Vegans Should Not Ignore This Early Sign Of B12 Deficiency
In the last few weeks of voracious reading I’ve stumbled upon a book called The Starch Solution. In that book, John McDougall lays out an early & NEW sign of B12 Deficiency that I have not yet heard of before.
And honestly, it quite shocked me.
The reason it shocked me because:
- I’ve read a lot of books about veganism and health and have not yet stumbled upon this symptom of vitamin b12 deficiency in males or females.
- Just a few months ago I actually experienced some of those early signs of vitamin b12 deficiency that Mr. McDougall is talking about. And the funny thing about those early signs is that you do not think that it’s B12 deficiency, but it actually can be.
So are you excited to learn more? Let’s just dive right into it.
Regular Sign Of Vitamin B12 Deficiency
One of the earliest signs of Vitamin B12 deficiency, which you might already be familiar with, is related to your blood and performance. It’s anemia.
It means getting tired more often and being easily exhausted when doing any kind of physical activity. Anemia can result from iron deficiency but also from B12 deficiency and can easily be diagnosed with a simple blood test.
But this symptom is not what I’m talking about in this video. I’m talking about something more severe. Because another early sign of B12 deficiency is related to your nervous system.
And if not treated early, these symptoms can be irreversible.
New & Early Sign Of B12 Deficiency
So let’s quote John McDougall here:
“The most common nervous system symptoms of B12 deficiency are numbness and tingling in the hands and feet. In the early stages of the deficiency, these neurological problems are entirely reversible.”
And as I think back a few months ago, when I wasn’t supplementing B12 because I ran out of it. And I lived on the other side of the world in Bali, during the pandemic, so which kind of inhibited my B12 supply chains – I experienced regular tingling sensations in my hand and feet.

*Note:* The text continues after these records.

PR #3386, opened 2026-08-26
feat: add dashboard command center

chipoto69:
## Summary
- Replays the preserved local command-center dashboard commits onto current upstream main.
- Adds dashboard context/readiness data plus a command-center home screen.
- Wires home navigation to pipeline/progress and documents the new dashboard entry point.

## Steward decision for t_5da949d9
- Upstreamable: the 5 ahead dashboard command-center commits.
- Not replayed: dirty batch/batch-prompt.md, batch/batch-runner.sh, scan.mjs, test-all.mjs changes because current upstream has materially evolved versions of those areas and the preserved dirty hunks are a mixed local/student batch lane.
- Local-only: .omc/, batch/batch-input.full.tsv, portals.student.yml from the snapshot; they contain operator/profile-specific batch config/data and should stay out of the public system layer.
- Primary worktree was not modified.

## Test plan
- npm install
- npm run lint
- go test ./... (from dashboard/)
- node test-all.mjs (5648 passed, 0 failed, 6 warnings)

Board: t_5da949d9

## Summary by CodeRabbit

- **New Features**
  - Added a Career Command Center with readiness, next-action guidance, journey stages, momentum metrics, and pipeline/report/analytics summaries.
  - Added navigation between command center, pipeline, progress, home, and other dashboard views.
  - Added guidance for empty workspaces and missing career materials.
  - Added automatic dashboard refreshes after pipeline updates.

- **Bug Fixes**
  - Pressing `Esc` from the pipeline without an active search now returns to the command center.

- **Documentation**
  - Updated the README with the new dashboard experience and onboarding guidance.


Scott-Emberson (changes requested):
Reviewed as code owner of `dashboard/`. The command-center screen is a nice addition and the tests earn their keep: `app_test.go` pins the fresh-repo start on `viewCommand` with the "Add your CV" next action and the three routing transitions, and `career_test.go` proves the empty and populated data paths (`RequiredReady`, `PendingURLs==2`, `ReportCount==1`, metrics computed). The data wiring reads only local files, and the prior Stats feature coexists cleanly. Go CI is green on all three OS.

One thing to fix before it lands, one line.

**Stats renders all zeros on first view.** `newAppModel` (`main.go:100`) does not initialize `statsMetrics` or `evaluatedCount`. The old `main()` computed both eagerly; now they are only set in `reloadPipelineData`, which is not called at construction. So the sequence launch, `p`, `S` reaches the Stats screen before any refresh and it shows zeros against a populated tracker. It self-heals after `r` or any status edit, so it is not a crash, but it is a broken first impression on a screen whose whole job is to show numbers, and there is no test covering it.

The fix is to initialize `statsMetrics` and `evaluatedCount` in `newAppModel` (or call `reloadPipelineData` once at construction so the same path that populates them on refresh also runs at startup), and a small test asserting Stats is non-zero on a populated repo before any refresh would keep it from regressing.

Everything else is good to go from my side. Make that one change and this is ready.

Scott-Emberson (approved):
Re-reviewed at head `689e248c72` after the fix. This addresses the one thing I asked for, and it addresses it well.

`newAppModel` now hydrates the Stats state at construction, before any refresh: `statsMetrics: data.ComputeStatsMetrics(apps)` and `evaluatedCount: countEvaluated(apps)` (`main.go:129-130`), plus `enrichArchetypes(...)` so the report-derived breakdown is primed too. Better than a bare init, the same `countEvaluated` helper feeds both the constructor and `reloadPipelineData`, so the two paths cannot drift apart later, which is the failure mode a one-off fix would have left open.

And there is a real regression test for it: `TestNewAppModelInitializesStatsOnPopulatedRepo` writes a populated tracker and report to a temp dir, constructs the model with no refresh, and asserts `evaluatedCount == 2`, a non-empty `ScoreTiers`, `QualityBarPct > 0` against the 4.0 row, and the report-derived archetype (`AI Platform & LLMOps`, count 1). Those are tied to the fixture, not smoke checks, so the Stats-on-first-view path now reddens if it regresses.

Go CI is green on all three OS. Clearing my earlier request. Approving.

PR #3388, opened 2026-08-26
test(harness): move the nine root suites into tests/ (#3306)

vliggio:
## What does this PR do?

Moves the nine root-adjacent `*.test.mjs` suites into `tests/`, deletes the last hand-registered list in `test-all.mjs`, and corrects `ARCHITECTURE.md`'s testing section. With #3335 already landed, this leaves one home for tests and no registration to forget.

## Related issue

Closes #3303. Part 2 of #3306, which @santifer agreed the direction on — *"one home (`tests/`, auto-discovered), and the two hand-registered lists in `test-all.mjs` exist only as migration debt"* — and sequenced behind #3335, now merged.

## This is not the `git mv` that #3335 was

Worth stating plainly, because I costed it wrong myself before looking.

**Eight of the nine are not node:test suites.** Each carries a private harness — its own `passed`/`failed` counters, a local `ok()`/`eq()`, a printed summary, and `process.exit(1)`. Discovery refuses any suite containing `process.exit(` at `test-all.mjs:138`, and that check sits *before* the node:test branch at :154, so a straight move turns CI red with *"calls process.exit() — discovered suites must use pass/fail"*. All eight now report through `pass`/`fail` from `tests/helpers.mjs` and return; `eq()` keeps its expected/actual diagnostic in the failure message. Only `reply-matcher.test.mjs` moved untouched.

**Every one located the script under test as a sibling**, through `join(dirname(fileURLToPath(import.meta.url)), 'x.mjs')` or `new URL('./x.mjs', import.meta.url)`. Both idioms resolve one directory up now. The `cwd: dirname(scriptPath)` call sites — 17 in `detect-reposts.test.mjs` alone — needed no change: they derive from the corrected path and still land on the repo root.

## Two latent bugs surfaced

Both invisible while these ran in their own process, both real for any importer, and neither caused by the move.

**`contacts.mjs` validated `process.argv` at module scope**, outside its `isMainModule` guard. Importing it from a process started with any unrecognized flag died at import — `node test-all.mjs --quick` hit exactly that and the run stopped dead. Same family as #3159. Args are now read only when it is the entry point; CLI behaviour is unchanged (`--self-test` passes, `--bogus` still rejected). This is the only production file touched.

**`followup-cadence.test.mjs` pinned `CAREER_OPS_PROFILE` and never restored it.** Its comment explains the pin (#2268) and was correct for a standalone process. Discovered suites share one process, so it leaked forward — and `providers/_profile-keywords.mjs:25` reads that variable at module scope, so three provider suites read the cadence fixture instead of the `config/profile.yml` their own tmpdir had just written. They passed in isolation and failed in the full run, which is how it announced itself. Restored at suite end.

## The guard is deleted, not repointed

`tests/root-suite-registration.test.mjs` goes with the list it guarded. That is @artemtrofymenko's own argument, and their sign-off in advance on #3306: *"a name-based check over a list that no longer exists is worse than nothing, because it reads as protection."* Their first assertion was built to fail the moment root emptied, so it asked for exactly this.

Registrations came out whole — section headers and `fail()` message strings included, not just the entries — for the reason they measured on #3305: a filename surviving in a comment keeps a name-based check green while nothing invokes the suite. `grep` finds no root-suite filename left in `test-all.mjs`.

`test-trust-validator.mjs` and `test-salary-filter.mjs` stay in the `SCRIPTS` list. They are named `test-*.mjs`, which discovery does not match, and the comment now says so.

## ARCHITECTURE.md

It documented *"`*.test.mjs` sits next to what it tests"* — a convention covering 9 suites out of 230. It now describes `tests/`, the discovery contract (`pass`/`fail`, never `process.exit()`/`finish()`, node:test child-processed per #2828), how the split arose, and the Playwright exception. Folded in here as @santifer asked, rather than promised separately.

## Testing

`node test-all.mjs` → **6488 passed, 0 failed**, 6 warnings, all pre-existing (baseline on the same head: 5647, same 6 warnings). The **+841** is the nine suites reporting their real assertions instead of nine "script ran, exit 0" checks. `node scripts/check-syntax.mjs` clean.

Nine `SYSTEM_PATHS` entries repointed; the coverage guard is green.

## Type of change

- [x] Bug fix
- [ ] New feature

## Checklist

- [x] Issue opened first (#3306, #3303)

## Summary by CodeRabbit

* **Bug Fixes**
  * Improved command-line argument handling so importing the contacts functionality no longer unintentionally processes the host application’s arguments.

* **Documentation**
  * Clarified how automated tests are discovered, executed, and reported, including the exception for specially named suites.

* **Tests**
  * Consolidated test discovery and standardized pass/fail reporting across the test suite.
  * Added validation to ensure root-level test suites remain registered.
  * Improved test isolation and environment cleanup for more reliable results.


Scott-Emberson (approved):
Reviewed as code owner of `tests/`. Scope is the ten owned files; `test-all.mjs` is the shared harness and `update-system.mjs` is the updater, both santifer's, read for context.

The thing to check on a move like this is that no coverage goes silently missing, and it does not. The nine suites move as git renames at 87 to 99 percent similarity, and each one drops its old `process.exit()`/RESULTS block and now reports through `pass`/`fail`, which is exactly what discovery requires, and the harness actively reddens any discovered suite that still calls `process.exit()` or `finish()`. The inline entries removed from the harness (the two script entries and the seven blocks) are net neutral because all nine now run via the recursive `tests/**` discovery, confirmed present under `tests/` with zero root-level `*.test.mjs` left, and `SYSTEM_PATHS` was repointed so they still ship. The two in-process side-effects are handled: the contacts import-time flag guard and the followup-cadence env restore.

One residual worth naming, not blocking. `root-suite-registration.test.mjs` is deleted rather than updated, which is correct here since it guarded root suites and self-obsoletes at zero of them, but it does mean nothing now catches a future stray root `*.test.mjs`. Given the documented doctrine that tests live under `tests/`, that is an acceptable trade, just worth being deliberate about. Green on CI. Approving.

Especially the little finger and the little toe. Which now, since supplementing B12 regularly again, have fully disappeared.
So this early sign is a symptom vegans should be fully aware of.

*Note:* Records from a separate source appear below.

PR #3384, opened 2026-08-26
feat: wire reply-watch into status-log.tsv (#1582)

Shaamak:
## Wire reply-watch into status-log.tsv

Closes #1582.

### What changed

- **`funnel-velocity.mjs`** — `reply-watch` added to `VALID_SOURCES` and `DAY_MATH_SOURCES`; dedicated self-test fixture asserts both parse recognition and that the hop reaches velocity figures
- **`set-status.mjs`** — `reply-watch` added to `WRITER_SOURCES` to satisfy the source allow-list boundary check
- **`reply-watch.mjs`** — appends a ledger row inside the tracker lock callback (atomic with the tracker write); failure is a non-fatal `console.warn` so a disk error never aborts the update; `--yes`/`-y` flag added for non-interactive use
- **`tests/reply-watch.test.mjs`** *(new)* — 5 tests: happy path, idempotency (no duplicate on re-run), resilience (append failure warns but tracker still updates), noise filtering, empty input

### Invariants held

- `status-log.tsv` format unchanged — new source value only, zero column/format changes
- Downstream readers unaffected; the vocabulary assertion in the suite is updated in this same PR so the diff explains itself

## Summary by CodeRabbit

- **New Features**
  - Added noninteractive confirmation mode for reply-watch updates.
  - Status changes can now be recorded with the local date in the status log.
  - Added support for tracking reply-watch updates in velocity calculations.
  - Added reply-watch as a recognized status-update source.

- **Bug Fixes**
  - Improved status recommendations by excluding irrelevant “Noise” entries.
  - Added safer handling when status-log updates cannot be written.
  - Prevented duplicate status-log entries during repeated updates.

PR #3393, opened 2026-08-27
fix(reply-watch): keep status updates interactive

chipoto69:
## Summary
- Supersedes PR #3384 after maintainer requested removing the unplanned `--yes`/`-y` path.
- Removes non-interactive approval flags from `reply-watch.mjs` so status changes remain explicitly user-confirmed.
- Updates reply-watch tests to send interactive confirmation over stdin and adds a regression that `--yes` is rejected.

## Test Plan
- `npm run lint`
- `node --test tests/reply-watch.test.mjs`
- `node test-all.mjs --quick` (5384 passed, 0 failed, 2 known warnings)

## Steward notes
- Original PR #3384 branch is contributor-owned; direct maintainer edit push to `Shaamak/feat/track-employer-replies-1582` was denied for chipoto69 despite maintainerCanModify readback.
- No dirty/divergent primary worktree was touched.
- Workspace: /Users/rudlord/ORGANIZED/_agent-workspaces/github-steward/career-ops-pr3384-drop-yes-20260827-0302

## Summary by CodeRabbit

* **New Features**
  * Added logging for confirmed application status changes, including application number, date, previous and new statuses, and update source.
  * Added `reply-watch` as a recognized source for status updates and funnel velocity tracking.

* **Bug Fixes**
  * Tracker updates now complete successfully even when activity-log writing fails.

* **Tests**
  * Added coverage for logging, duplicate prevention, empty results, unsupported options, and noise classification.


Scott-Emberson (approved):
Reviewed as code owner of `tests/`. Scope is `tests/reply-watch.test.mjs`; `reply-watch.mjs`, `set-status.mjs` and `funnel-velocity.mjs` are outside my area, read for context.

Are All Vegans B12 Deficient?
Now is this an actual risk for you and for most vegans?
Our liver stores about 2,000 to 5,000 micrograms of B12. Which is at least a 3-year reserve. And our body is very efficient at using that reserve, including reabsorption and recirculation of already used b12.
Which means it would take you about 20 to 30 years to become vitamin b12 deficient.
Pros And Cons Of B12 Supplementation
However, why take the chance? Vitamin B12 supplementation is a few bucks per year. It’s really one of the cheapest supplements there is.
Yet too many vegans prefer stating proudly ‘I don’t need B12 supplements’ when the potential downsides of NOT supplementing are just simply so huge.
We’re talking about irreversible neurological damages. That can cripple you for life.
So you have the downsides of supplementing B12: ‘Losing’ about a hundred bucks a year.
And you have the downside of not supplementing: Irreversible neurological damage.
If you lay it out like this it’s quite an easy and simple decision. Isn’t it?
Which Vitamin B12 Supplement To Take?
The supplement me and Dr. Greger recommend are B12 supplementation in the cyanocobalamin form, 2,000mcg per week or 50mcg daily.
Be aware that cyanocobalamin is a better version than methyl cobalamin. Recent science there seems to have changed because I remember a few years ago everyone was recommending methyl cobalamin.
So check your B12 supplement if it’s methyl cobalamin or cyano cobalamin. If it’s methyl – no issue. Just finish this and then switch over to cyano cobalamin afterwards because it’s easier absorbable.
Most vegans won’t really have an issue with supplementing the suboptimal form of b12 which is methyl cobalamin, especially if it’s in higher dosages, however both supplements are equally expensive so why not go for the better one which is cyano cobalamin.
The best form of B12 absorption is lozenges. Meaning a supplement that dissolves in your mouth. So you don’t swallow it – you let it dissolve.
And oral B12 supplementation is as effective as B12 injections, so injections of the b12 vitamin are not really necessary.